Work to complete: Print the listing in full, exactly as it stands.

----- Records shown -----

PR #3322, opened 2025-08-20
use app name for wal file paths

Sean-Holcomb:
## What does this PR change?
* This PR changes the location of the Wal files generated by the collector source to be placed in dir `root/app-name/cluster-id/collector/` rather than `root/cluster-id/collector/`. This follows patterns used by other exporters and allows for the application running the collector source to define the output dir of this component.

* 

* 

* Closes ...

## How was this PR tested?
* Tested with unit tests

* 

*


mittal-ishaan (approved):

modules/collector-source/pkg/collector/datasource.go
```diff
@@ -67,6 +67,7 @@ func NewCollectorDataSource(
 	if store != nil {
 		wal, err := metric.NewWalinator(
 			config.ClusterID,
+			config.ApplicationName,
```
ameijer, line 70: should application name be before cluster iD?

mittal-ishaan: https://github.com/opencost/opencost/pull/3322/files#diff-bda42a9867cf80fc6ea454a5afb577fac30d38f287ced1946cdd6979ee3519aaR38-R42
the function here defines it such that clusterId is before application id. No change in end result

ameijer (approved):
LGTM

mbolt35 (approved):
LGTM

modules/collector-source/pkg/metric/walinator.go
```diff
@@ -47,7 +48,7 @@ func NewWalinator(
 			limitResolution = resolution
 		}
 	}
-	pathFormatter, err := pathing.NewEventStoragePathFormatter("", clusterID, ControllerEventName)
+	pathFormatter, err := pathing.NewEventStoragePathFormatter(applicationName, clusterID, ControllerEventName)
```
mittal-ishaan, line 51: Should there be `collector` instead of `ControllerEventName` in the parameters? @Sean-Holcomb

Sean-Holcomb: Yes it should be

-----

Response to this exercise:
PR #3322, opened 2025-08-20
use app name for wal file paths

Sean-Holcomb:
## What does this PR change?
* This PR changes the location of the Wal files generated by the collector source to be placed in dir `root/app-name/cluster-id/collector/` rather than `root/cluster-id/collector/`. This follows patterns used by other exporters and allows for the application running the collector source to define the output dir of this component.

* 

* 

* Closes ...

## How was this PR tested?
* Tested with unit tests

* 

*


mittal-ishaan (approved):

modules/collector-source/pkg/collector/datasource.go
```diff
@@ -67,6 +67,7 @@ func NewCollectorDataSource(
 	if store != nil {
 		wal, err := metric.NewWalinator(
 			config.ClusterID,
+			config.ApplicationName,
```
ameijer, line 70: should application name be before cluster iD?

mittal-ishaan: https://github.com/opencost/opencost/pull/3322/files#diff-bda42a9867cf80fc6ea454a5afb577fac30d38f287ced1946cdd6979ee3519aaR38-R42
the function here defines it such that clusterId is before application id. No change in end result

ameijer (approved):
LGTM

mbolt35 (approved):
LGTM

modules/collector-source/pkg/metric/walinator.go
```diff
@@ -47,7 +48,7 @@ func NewWalinator(
 			limitResolution = resolution
 		}
 	}
-	pathFormatter, err := pathing.NewEventStoragePathFormatter("", clusterID, ControllerEventName)
+	pathFormatter, err := pathing.NewEventStoragePathFormatter(applicationName, clusterID, ControllerEventName)
```
mittal-ishaan, line 51: Should there be `collector` instead of `ControllerEventName` in the parameters? @Sean-Holcomb

Sean-Holcomb: Yes it should be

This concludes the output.